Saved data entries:

+ + + + +

PR #5680, opened 2026-07-29
[TV] Add the Your Podcasts tab

sztomek:
## Description

Adds the **Your Podcasts** tab to the TV app, mirroring the Apple TV `PodcastsView`. This PR covers the two states in scope — the empty view and the populated podcasts grid. Folders are handled as a follow-up (stacked on this branch).

- **Grid:** subscribed podcasts are shown as a 6-column grid of square artwork tiles, matching tvOS's `LazyVGrid` of 6 fixed columns. Focus scales the tile and the last-focused position is restored when re-entering the grid (the same focus pattern as the Playlists tab).
- **Data:** observes `PodcastManager.findSubscribedFlow()` and sorts with `PodcastsSortType.NAME_A_TO_Z` — the article-aware A→Z order tvOS uses (`HomeGridDataHelper.gridItems(orderedBy: .titleAtoZ)`). The list is kept fresh reactively from the DB (synced at sign-in); see the note below on why the tab doesn't force its own network refresh.
- **Empty state:** "Time to fill this up" with a **Discover podcasts** button that jumps to the Home tab, matching tvOS's `ContentUnavailableView` action (`tabRouter.selectedTab = .home`).
- **Reuse:** generalized the existing `TvPodcastTile` with an `imageModifier` (defaulting to the current fixed 123.dp used by the Home rows) so the same component fills a grid cell here — this also gives each tile a proper artwork content description.

**Scope / deliberate deviations** (consistent with the rest of the TV module):
- The screen title is pinned above the grid rather than scrolling with it as on tvOS — this matches the sibling Playlists / Up Next tabs, favouring platform-internal consistency.
- Tapping a podcast is a no-op — the podcast detail screen isn't wired anywhere on TV yet, and it's out of scope for this ticket (grid + empty view only). The tiles remain focusable, matching the Home tab tiles.
- No analytics — the TV module has none; adding the tvOS `podcastsListShown` events would need an EventHorizon schema change and would be inconsistent with the sibling tabs.

Fixes PCDROID-696 https://linear.app/a8c/issue/PCDROID-696/podcasts-grid-and-empty-view.
Designs: Ftk3KwnfqaK4g57yCN63p0-fi-2052_15345.

Stacked on `feat/tv-up-next` (#5679) — merge bottom-up.

## Testing Instructions

1. Install the TV app (`./gradlew :tv:installDebugProd`) and sign in with an account that follows several podcasts.
2. Open the **Your Podcasts** tab — verify the followed podcasts appear as a 6-column grid, sorted A→Z (ignoring a leading "The"), under a "Your Podcasts" title.
3. Navigate the grid with the d-pad — the focused tile scales up; leave and re-enter the grid and verify focus returns to the last-focused tile.
4. Empty state: with an account that follows no podcasts, verify "Time to fill this up" with a focused **Discover podcasts** button; selecting it switches to the Home tab.
5. Navigate in and out of the tab repeatedly — verify it never crashes (regression check for the token-refresh crash described above).

## Screenshots or Screencast

https://github.com/user-attachments/assets/91b45bd3-2d7b-4118-b0af-b53cff9428ff

## Checklist
- [x] I have considered whether it makes sense to add tests for my changes _(added `TvYourPodcastsViewModelTest`)_
- [ ] I have updated (or requested that someone edit) [the Event Horizon schema](https://github.com/Automattic/EventHorizonSchemas/blob/trunk/schema/pocket-casts.yml) to reflect any new or changed analytics. _(analytics deliberately excluded — matches the rest of the TV module)_

### DIFF
--- a/modules/services/localization/src/main/res/values/strings.xml
+++ b/modules/services/localization/src/main/res/values/strings.xml
@@ -272,9 +272,9 @@
     <string name="tv_up_next_empty_title">Nothing queued up</string>
     <string name="tv_up_next_empty_subtitle">Add episodes to Up Next and they’ll play in order, back to back</string>
     <string name="tv_up_next_empty_action_title">Add episodes</string>
-    <string name="tv_podcasts_empty_title">Time to fill this up</string>
-    <string name="tv_podcasts_empty_subtitle">Followed podcasts show up here, ready to play.</string>
-    <string name="tv_podcasts_empty_action_title">Discover podcasts</string>
+    <string name="tv_your_podcasts_empty_title">Time to fill this up</string>
+    <string name="tv_your_podcasts_empty_subtitle">Followed podcasts show up here, ready to play.</string>
+    <string name="tv_your_podcasts_empty_action_title">Discover podcasts</string>
     <string name="unavailable">Unavailable</string>
     <string name="browse_podcasts">Browse podcasts</string>
     <string name="pocket_casts_plus_badge">Pocket Casts Plus badge</string>
--- a/modules/services/localization/src/main/res/values/strings.xml
+++ b/modules/services/localization/src/main/res/values/strings.xml
@@ -272,6 +272,9 @@
     <string name="tv_up_next_empty_title">Nothing queued up</string>
     <string name="tv_up_next_empty_subtitle">Add episodes to Up Next and they’ll play in order, back to back</string>
     <string name="tv_up_next_empty_action_title">Add episodes</string>
+    <string name="tv_podcasts_empty_title">Time to fill this up</string>
+    <string name="tv_podcasts_empty_subtitle">Followed podcasts show up here, ready to play.</string>
+    <string name="tv_podcasts_empty_action_title">Discover podcasts</string>
     <string name="unavailable">Unavailable</string>
     <string name="browse_podcasts">Browse podcasts</string>
     <string name="pocket_casts_plus_badge">Pocket Casts Plus badge</string>
--- a/tv/src/main/java/au/com/shiftyjelly/pocketcasts/component/TvPodcastTile.kt
+++ b/tv/src/main/java/au/com/shiftyjelly/pocketcasts/component/TvPodcastTile.kt
@@ -22,6 +22,7 @@ fun TvPodcastTile(
     podcastTitle: String,
     onClick: () -> Unit,
     modifier: Modifier = Modifier,
+    imageModifier: Modifier = Modifier.width(123.dp),
 ) {
     TvTile(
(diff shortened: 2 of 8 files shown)


sztomek:
@claude please review this

sztomek:
@claude review again pls

geekygecko (approved):
Looks great and worked well.

sztomek:
Rebased onto `main` now that #5679 has merged — the 8 Your Podcasts commits replayed cleanly with no conflicts.

Treating the latest review (which had no blockers, all nits):

**Fixed:**
- **Nit A — `FocusRequester` attach race.** Wrapped the `onEnter` `requestFocus()` in `runCatching`, matching `TvPlaylistsScreen.kt:207`. Agreed the `visibleItemsInfo` guard is the primary fix, but `layoutInfo` reflects the last completed pass, so a list-size change can still leave an index 'visible' with its requester unattached — the backstop closes that crash window for free.
- **Nit C — repeated `123.dp`.** Added `TvPodcastTileDefaults.RowImageWidth` and routed all four row call sites (`TvHomeScreen`, `TvTabPlaceholder` ×2, the tile preview) through it. Since this PR moved the width out of the tile's default, the named constant is the right completion — it kills the magic number and makes the zero-width footgun discoverable.

**Deferring, with reasons:**
- **Nit D — pass a UI model instead of `Podcast`.** Real, but a moderate refactor of the shared tile's data contract, and low practical impact here: the tile receives derived `artworkUrl` (from the stable `uuid`) + `title` as plain strings, and the grid is `key`-ed by `uuid`, so sync churn doesn't meaningfully re-render tiles. Better done deliberately with the `TvHomePodcast` owners than folded in here.
- **Nit B — `Modifier.focusRestorer()`.** Would delete the manual focus block, but you flagged it needs a device check and it ideally updates Playlists too — a focused follow-up.
- **Nit H / the `PodcastDao.findSubscribedFlow` ordering test** — both land outside this PR: H is a `TvPlaylistsScreen` change, and the DAO test is a model-module `androidTest` (worth doing to pin the contract the ViewModel now leans on, but as its own change).

**Rejecting:**
- **E** (`GRID_COLUMNS` placement) — stylistic; consistent with how the other TV screens place their private constants.
- **F** (no `Loading` preview) — `Loading` is a plain `LoadingView` spinner; both content-bearing states are already previewed.
- **G** (`UpNextEmpty` still hand-rolled) — that's on the already-merged Up Next branch, not this PR.

Validation: `spotlessApply` clean, `:tv:compileDebugKotlin` + `:tv:testDebugUnitTest` both green.

PR #5681, opened 2026-07-29
[TV] Add folder support to the Your Podcasts tab

sztomek:
## Description

Adds folder support to the TV **Your Podcasts** tab, mirroring the Apple TV `FolderCardView` / `FolderDetailView`. Follow-up to the podcasts grid (#5680).

- **Grid:** the top-level grid now shows folders alongside loose podcasts. Folders render as a square card in the folder's colour with a 2×2 grid of the folder's top-4 podcast covers and the folder name at the bottom — the same layout tvOS's `FolderCardView` draws (covers top, name bottom, 12dp corners).
- **Folder detail:** selecting a folder opens a detail screen — the folder name over a 6-column grid of that folder's podcasts, matching tvOS `FolderDetailView`. Back (or the empty-state button) returns to the grid.
- **Data:** the view model reuses `FolderManager.getHomeFolder()` (folders + podcasts-not-in-a-folder) and re-queries it reactively whenever folders or subscriptions change, re-sorting the items A→Z with `PodcastsSortType.NAME_A_TO_Z` to match tvOS's `titleAtoZ`. Folder covers and detail podcasts come from `FolderManager.findFolderPodcastsSorted()`.
- **Colour:** the card resolves the folder colour through the Compose theme (`LocalColors.current.colors.getFolderColor(...)`), so it uses the TV app's Extra Dark palette — the analog of tvOS `AppTheme.folderColor(colorInt:)`.
- **Reuse:** extracted the title + focus-restoring 6-column grid into a shared `TvPodcastGridScaffold`, now used by both the top-level grid and the folder detail. The new `TvFolderCard` reuses the existing `TvTile` + `TvArtworkImage` (whose placeholder already matches tvOS's empty-cover fill).
- **Empty folder:** "Your folder is empty" with an **OK** button that returns to the grid, matching tvOS's `ContentUnavailableView`.

Fixes PCDROID-697 https://linear.app/a8c/issue/PCDROID-697/folder-support.
Designs: Ftk3KwnfqaK4g57yCN63p0-fi-3246_3336.

Stacked on `feat/tv-your-podcasts` (#5680) — merge bottom-up.

## Testing Instructions

1. Install the TV app (`./gradlew :tv:installDebugProd`) and sign in with an account that has at least one folder with podcasts and some podcasts outside folders.
2. Open the **Your Podcasts** tab — verify folders and loose podcasts are interleaved A→Z; each folder card shows the folder colour, up to four covers in a 2×2 grid, and the folder name.
3. Select a folder — verify the detail screen opens with the folder name and a grid of that folder's podcasts, and the first tile is focused. Press Back — verify it returns to the grid.
4. Open a folder that has no podcasts (create one in the mobile app) — verify "Your folder is empty" with a focused **OK** button that returns to the grid.
5. Add/remove a folder or move a podcast in/out of a folder on another device — re-open the tab and verify the grid reflects the change.

## Screenshots or Screencast

https://github.com/user-attachments/assets/13d1f239-5c5f-4f0b-bf7c-23077b0f8d55

## Checklist
- [x] I have considered whether it makes sense to add tests for my changes _(extended `TvYourPodcastsViewModelTest`)_
- [ ] I have updated (or requested that someone edit) [the Event Horizon schema](https://github.com/Automattic/EventHorizonSchemas/blob/trunk/schema/pocket-casts.yml) to reflect any new or changed analytics. _(analytics deliberately excluded — matches the rest of the TV module)_

### DIFF
--- a/tv/src/main/java/au/com/shiftyjelly/pocketcasts/podcasts/TvFolderDetailScreen.kt
+++ b/tv/src/main/java/au/com/shiftyjelly/pocketcasts/podcasts/TvFolderDetailScreen.kt
@@ -7,39 +7,29 @@ import androidx.compose.animation.fadeOut
 import androidx.compose.animation.togetherWith
 import androidx.compose.foundation.background
 import androidx.compose.foundation.layout.Box
-import androidx.compose.foundation.layout.Column
-import androidx.compose.foundation.layout.Spacer
 import androidx.compose.foundation.layout.fillMaxSize
 import androidx.compose.foundation.layout.fillMaxWidth
-import androidx.compose.foundation.layout.height
-import androidx.compose.foundation.layout.widthIn
 import androidx.compose.runtime.Composable
 import androidx.compose.runtime.LaunchedEffect
 import androidx.compose.runtime.getValue
 import androidx.compose.runtime.mutableStateOf
 import androidx.compose.runtime.remember
+import androidx.compose.runtime.rememberUpdatedState
 import androidx.compose.runtime.setValue
-import androidx.compose.ui.Alignment
 import androidx.compose.ui.Modifier
-import androidx.compose.ui.focus.FocusRequester
-import androidx.compose.ui.focus.focusRequester
 import androidx.compose.ui.graphics.Color
 import androidx.compose.ui.res.stringResource
-import androidx.compose.ui.text.style.TextAlign
 import androidx.compose.ui.tooling.preview.Devices
 import androidx.compose.ui.tooling.preview.Preview
-import androidx.compose.ui.unit.dp
-import androidx.tv.material3.Button
 import androidx.tv.material3.MaterialTheme
-import androidx.tv.material3.Text
+import au.com.shiftyjelly.pocketcasts.component.TvEmptyState
+import au.com.shiftyjelly.pocketcasts.component.TvPodcastGridScaffold
 import au.com.shiftyjelly.pocketcasts.component.TvPodcastTile
 import au.com.shiftyjelly.pocketcasts.compose.AppTheme
 import au.com.shiftyjelly.pocketcasts.compose.loading.LoadingView
 import au.com.shiftyjelly.pocketcasts.models.entity.Podcast
 import au.com.shiftyjelly.pocketcasts.repositories.images.PodcastImage
-import au.com.shiftyjelly.pocketcasts.theme.TvButtonDefaults
 import au.com.shiftyjelly.pocketcasts.theme.TvColors
-import au.com.shiftyjelly.pocketcasts.theme.TvTextStyles
 import au.com.shiftyjelly.pocketcasts.ui.theme.Theme
 import au.com.shiftyjelly.pocketcasts.localization.R as LR
 
@@ -52,8 +42,9 @@ fun TvFolderDetailScreen(
     modifier: Modifier = Modifier,
 ) {
     var uiState by remember(folderUuid) { mutableStateOf<TvFolderDetailUiState>(TvFolderDetailUiState.Loading) }
-    LaunchedEffect(folderUuid, getFolderPodcasts) {
-        val podcasts = getFolderPodcasts(folderUuid)
+    val currentGetFolderPodcasts by rememberUpdatedState(getFolderPodcasts)
+    LaunchedEffect(folderUuid) {
+        val podcasts = currentGetFolderPodcasts(folderUuid)
         uiState = if (podcasts.isEmpty()) TvFolderDetailUiState.Empty else TvFolderDetailUiState.Loaded(podcasts)
     }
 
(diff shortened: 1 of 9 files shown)


dangermattic:
<table>
  <thead>
    <tr>
      <th width="50"></th>
          1 Warning
      </th>
     </tr>
  </thead>
  <tbody>
    <tr>
      <td>:warning:</td>
    </tr>
  </tbody>
</table>

</p>

sztomek:
@claude please review this

sztomek:
@claude review again pls

tv/src/main/java/au/com/shiftyjelly/pocketcasts/podcasts/TvFolderDetailScreen.kt
```diff
@@ -0,0 +1,182 @@
...
+            Button(
+                onClick = onClose,
+                colors = TvButtonDefaults.filledButtonColors(),
+                modifier = Modifier.focusRequester(focusRequester),
+            ) {
+                Text(stringResource(LR.string.ok))
+            }
+        }
+    }
+}
```
geekygecko: Can this use a common component?

geekygecko (approved):
Looks great.

This has similar behaviour to what I mentioned on another screen. The scrollable content doesn't include the header and title. It might be nice to address that in a future PR.

sztomek:
Rebased onto `main` now that #5680 has merged. The rebase surfaced one conflict in `TvYourPodcastsScreen.kt`: this PR's `e064` extracts the grid into `component/TvPodcastGridScaffold.kt` and deletes the local copy, while main had absorbed my #5680 `runCatching` focus-crash backstop. Resolved by taking the extraction **and** re-applying the `runCatching` guard to the extracted scaffold's `onEnter` so that fix isn't lost.

Treating round 6:

**Fixed:**
- **The `TvEmptyState` consolidation (the 'one leftover').** Added an `autoFocusAction` parameter to `TvEmptyState` and deleted the ~38-line hand-rolled `TvFolderDetailEmpty`, which was line-for-line the shared component minus `ModalButtonLabel` on the button. The folder-detail empty now goes through `TvEmptyState(autoFocusAction = true)` — so it keeps its focused OK button *and* picks up the correct button typography it was missing. I defaulted `autoFocusAction = false` to avoid changing the already-merged Your Podcasts / Playlists empty states; flipping their default to auto-focus is a reasonable separate UX call if you want the D-pad to land on the action there too.
- **Grid auto-focus crash guard.** Wrapped the `autoFocusFirstItem` `requestFocus()` in `TvPodcastGridScaffold` in `runCatching` — same class as your 'worth a device check' note, and the same guard I added to `onEnter`, since a lazy grid child may not be attached when the effect runs.
- **`compose:lambda-param-in-effect` on `getFolderPodcasts`.** ktlint (locally) flags the `LaunchedEffect(folderUuid)` that references the `getFolderPodcasts` lambda directly — the very change praised as a fix last round drops it as a key. Wrapped it in `rememberUpdatedState` so the effect stays keyed on `folderUuid` only while satisfying the rule. (Moot once **C** lands and the lambda goes away, but it was blocking spotless.)

**Deferring as follow-ups — taking you up on the offer to stop re-raising A–E:**
- **A** (folder contents use the mobile sort, not A→Z) needs a product decision, so not mine to force here.
- **B** (rebuild items from `findSubscribedFlow()` grouped by `folderUuid` — kills the N+1 and resolves A for free) is the strategic fix, but it decides A and is a real ViewModel rewrite; better as its own change.
- **C/D** (pass the folder's podcast list through instead of the re-query lambda; retain focus/scroll returning from a folder) are the interrelated data-flow cleanups — C in particular deletes the whole `Loading/Empty/Loaded` machine here, worth doing deliberately with the `TvPlaylistsScreen` focus-restore work.
- **E** and the smaller nits (`FOLDER_COVER_COUNT` placement, `TvColors.getFolderColor`, the title-rename re-sort) — filing alongside the above.

Validation: `spotlessApply` clean, `:tv:compileDebugKotlin` + `:tv:testDebugUnitTest` both green.

sztomek:
Both caught correctly — thank you, and you were right on the mechanism.

**1. The 13 orphaned imports.** Confirmed: all 13 had zero body references and were still in the file, so `spotlessCheck` would have failed on Buildkite. You nailed the cause — my `spotlessApply` gave a false clean: the first run aborted on the `lambda-param-in-effect` error *before* writing the import auto-fixes, and the re-run served a stale up-to-date result for the file. Removed all 13, and this time I verified with `./gradlew spotlessApply spotlessCheck --rerun-tasks` (observed green, no stale caching) rather than trusting `apply`.

**2. `runCatching` changed the failure mode on the two auto-focus sites.** Agreed — on `onEnter` it's correct (user event, grid already placed), but on the two `LaunchedEffect(Unit)` sites it was swallowing the normal first-frame not-yet-attached case with no retry, so `autoFocusFirstItem`/`autoFocusAction` could silently no-op exactly where it matters (large folder, cold cache, the `AnimatedContent` fade). Switched both to wait for placement:
- **Grid:** `snapshotFlow { gridState.layoutInfo.visibleItemsInfo.isNotEmpty() }.first { it }` before the `requestFocus()` (kept `runCatching` as a pure backstop behind the wait).
- **`TvEmptyState`:** no lazy container, so a one-shot `withFrameNanos {}` before the `requestFocus()`.

Validation this round: `spotlessApply` + `spotlessCheck --rerun-tasks` green, `:tv:compileDebugKotlin` + `:tv:testDebugUnitTest` green.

+ + + + +

Task statement
Please state how many lines of the entries above include the string "Treating", giving the number and nothing more.

Task output
2